AUC is useful even when there is high class imbalance.

However, AUC is best used when trying to minimize both false positives and false negatives. It is not useful when the cost of minimizing these errors are not equal. For example, AUC is not useful for a spam email classification.

In this case, minimizing false positives would be the priority. A false positive in this case would be marking an email as spam, when it is not. As you can imagine, You would not want all your important emails being sent to spam. However, a false negative in this case would be marking an email as not spam when it is. Of course, this is not ideal either but this result would be less detrimental. Since, removing spam emails from your inbox would be easier than possibly searching through your entire spam folder.

Thus, instead of AUC, an F1 score which uses precision and recall would be a better metric.

Heart Disease Example

To get a better understanding of ROC and AUC in classification models, let’s look at an example. I found a heart disease dataset on Kaggle and I made a simple classification model to further our understanding of all these concepts.

The dataset consists of about 10 features about patients’ physical health.These features include data such as age, sex, blood pressure, cholesterol levels, etc... . The target variable is whether the patient suffers from heart disease or not. So in this example, the positive class will be a patient with heart disease.
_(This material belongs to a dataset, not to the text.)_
PR #404, opened 2025-08-25
PlainEditor: Fix regression on deleting a selection from text start.

### LINKED ISSUE #403: PlainEditor: Cursor appears to advance after deleting selection from text start. [regression, v0.2..v0.3]
In c0d158b5d77c5726ed33fd3f2cbfcde95df374ef (edit: i.e. #170)  (between v0.2.0 and v0.3.0) there was a regression introduced around the handling of deletion of a selection that includes the first cluster in the layout, where when that selection is deleted, the visible caret advances to the downstream side of the first cluster (and this also makes it not possible to move the cursor one cluster downstream until it is reset by going the other way).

Left Figure:ROC curves for Logistic Regression and Decision Trees Right Figure: Confusion Matrix for Logistic Regression model (better performer)
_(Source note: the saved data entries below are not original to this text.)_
PR #406, opened 2025-08-26
Cache HarfRust structs

taj-p:
Caches HarfRust `ShapeData`, `ShaperInstance`, and `ShapePlan`s using an LRU inspired by Swash's implementation.

### DIFF
--- a/parley/src/lru_cache.rs
+++ b/parley/src/lru_cache.rs
@@ -1,0 +1,184 @@
+/// A lookup key is distinct from the ID type. This allows the lookup key
+/// to not require ownership of the underlying ID data, which could require
+/// allocations.
+pub(crate) trait LookupKey<ID> {
+    fn eq(&self, other: &ID) -> bool;
+    fn to_id(self) -> ID;
+}
+
+/// An entry in the cache.
+pub(crate) struct Entry<ID, T> {
+    pub epoch: u64,
+    pub id: ID,
+    pub data: T,
+}
+
+/// A least-recently-used cache. This cache uses a linear scan of its entries
+/// to find a given entry - it is optimised for a low number of entries. Preferably
+/// keep `max_entries` low in the order of tens.
+pub(crate) struct LruCache<ID, T> {
+    entries: Vec<Entry<ID, T>>,
+    epoch: u64,
+    max_entries: usize,
+}
+
+impl<ID, T> LruCache<ID, T> {
+    pub(crate) fn new(max_entries: usize) -> Self {
+        Self {
+            entries: Default::default(),
+            epoch: 0,
+            max_entries,
+        }
+    }
+
+    /// Returns a reference to the entry with the given ID. If the entry is not
+    /// found, it is created and returned using `make_data`.
+    pub(crate) fn entry<'a>(
+        &'a mut self,
+        id: impl LookupKey<ID>,
+        make_data: impl FnOnce() -> T,
+    ) -> &'a T {
+        match self.find_entry(id, make_data) {
+            (true, index) => {
+                let entry = &mut self.entries[index];
+                entry.epoch = self.epoch;
+                &entry.data
+            }
+            (false, index) => {
+                self.epoch += 1;
+                let entry = &mut self.entries[index];
+                entry.epoch = self.epoch;
+                &entry.data
+            }
+        }
+    }
+
+    fn find_entry(
+        &mut self,
+        id: impl LookupKey<ID>,
+        make_data: impl FnOnce() -> T,
+    ) -> (bool, usize) {
+        let epoch = self.epoch;
+        let mut lowest_serial = epoch;
+        let mut lowest_index = 0;
+        for (i, entry) in self.entries.iter().enumerate() {
+            if id.eq(&entry.id) {
+                return (true, i);
+            }
+            if entry.epoch < lowest_serial {
+                lowest_serial = entry.epoch;
+                lowest_index = i;
+            }
+        }
+        if self.entries.len() < self.max_entries {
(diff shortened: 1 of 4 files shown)


parley/src/shape/mod.rs
```diff
@@ -319,12 +319,7 @@ fn shape_item<'a, B: Brush>(
         };
         let script = swash_convert::script_to_harfrust(item.script);
         let language = if let Some(lang) = item.locale {
-            let lang_tag = lang.language();
-            if let Ok(harf_lang) = lang_tag.parse::<harfrust::Language>() {
-                Some(harf_lang)
-            } else {
-                None
-            }
+            lang.language().parse::<harfrust::Language>().ok()
```
nicoburns: Suggestion:
```rust
let language = item.locale.and_then(|lang| lang.language().parse::<harfrust::Language>().ok());
```

parley/src/lru_cache.rs
```diff
@@ -0,0 +1,185 @@
...
+
+use alloc::vec::Vec;
+
+/// A lookup key is distinct from the ID type. This allows the lookup key
+/// to not require ownership of the underlying ID data, which could require
+/// allocations.
+pub(crate) trait LookupKey<ID> {
+    fn eq(&self, other: &ID) -> bool;
+    fn to_id(self) -> ID;
+}
```
nicoburns: This is fine. But I believe this is normally done with the `Borrow` and `ToOwned` traits (see `std::HashMap`) or the `Equivalent` trait (https://docs.rs/equivalent/1.0.2/equivalent/) which is a newer design used in `HashBrown`.

parley/src/shape/mod.rs
```diff
@@ -281,18 +291,67 @@ fn shape_item<'a, B: Brush>(
...
-        // TODO: cache this upstream?
-        let shaper_data = harfrust::ShaperData::new(&font_ref);
-        let instance = harfrust::ShaperInstance::from_variations(
-            &font_ref,
-            variations_iter(&font.font.synthesis, rcx.variations(item.variations)),
+        let shaper_data = scx
+            .shape_data_cache
+            .entry(cache::ShapeDataKey::new(font.font.blob.id()), || {
+                harfrust::ShaperData::new(&font_ref)
+            });
```
nicoburns: I believe this should also key on `font.font.index`, otherwise all of the fonts stored in an Open Type Collection (otc/ttc) file will (incorrectly) share ShapeData (note the index is required to construct the `FontRef`)

xorgy:
I am seeing very similar performance differences... this is definitely above the noise floor. :+ )

parley/src/shape/cache.rs
```diff
@@ -0,0 +1,128 @@
...
+// SPDX-License-Identifier: Apache-2.0 OR MIT
+
+use crate::{
+    FontVariation,
+    lru_cache::{LookupKey, LruCache},
+};
+use alloc::boxed::Box;
+
+/// A cache of `ShaperData` instances.
+pub(crate) type ShapeDataCache = LruCache<u64, harfrust::ShaperData>;
```
nicoburns: Don't feel like these type aliases are adding much. They just obscure the type? I'd consider ditching the aliases and importing types like `ShaperData` with `use` so that the full type is shorter.

parley/src/shape/cache.rs
```diff
@@ -0,0 +1,128 @@
...
+    }
+}
+
+impl LookupKey<u64> for ShapeDataKey {
+    fn eq(&self, other: &u64) -> bool {
+        self.font_id == *other
+    }
+    fn to_id(self) -> u64 {
+        self.font_id
+    }
```
nicoburns: Consider adding `#[inline(always)]` on these. Bit of a micro-optimisation, but you definitely want these inlined.

parley/src/lru_cache.rs
nicoburns: There is also https://docs.rs/litemap, although it probably won't quite work for this use cases.

nicoburns:
This is bringing the time for Blitz to construct Parley layouts (single-threaded mode) from ~51ms-52ms down to ~47ms-48ms.

parley/src/shape/mod.rs
taj-p: Implemented in https://github.com/linebender/parley/pull/406/commits/41f6ce16e657047c211f65f5d973c06215bbf2e4

parley/src/lru_cache.rs
taj-p: Oohhhh `Equivalent` worked very well. Thank you for this suggestion 🙏 . Implemented in https://github.com/linebender/parley/pull/406/commits/39597fade2d4c59933f9248c910a86ff608620d3 and https://github.com/linebender/parley/pull/406/commits/ca5dce2720b60d670101ec5d609b239c6a86db3b

parley/src/shape/mod.rs
taj-p: Yes! Nice catch - implemented in https://github.com/linebender/parley/pull/406/commits/a93fd7fd46b13d4cbc49012b41424fdc638df33c and https://github.com/linebender/parley/pull/406/commits/10bd024e5143f8de8e9c41216b9e596924956e3c

parley/src/shape/cache.rs
taj-p: Removed in https://github.com/linebender/parley/pull/406/commits/343509c9eaf1d7fca10a222d0b9dead88fb2415e

parley/src/shape/cache.rs
taj-p: I inlined `equivalent` and `into`s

The figures above display the results from our testing data from the heart disease dataset. The right figure is a confusion matrix where the diagonal from top left to bottom right are how many predictions we got exactly right. The other diagonal represents our number of type one and type two errors. The left graph contains ROC curves for the two models used and it shows how different thresholds affect our models’ performance. The better model turned out to be the Logistic Regression model and it evaluated to an AUC of .87 versus .75 for the Decision Tree Model. Using cross validation with k=10 on the Logistic Regression, I obtained a AUC score of .9 confirming our original score’s significance.

Conclusions

Please note in this case we assumed that false positives and false negative’s are equally important. However, in practice, This may not be the case as a doctor may care more about Type II Errors than Type I errors. Since, in this case a Type II error would result in a patient being unaware of their serious illness. While a Type I error would lead a patient to believe they have heart disease when they actually do not. Thus an F1 score would be a better metric to use if Type II errors are prioritized. This model received an F1 score of .82 which seems acceptable but I would like to do more testing to see if that can be improved further.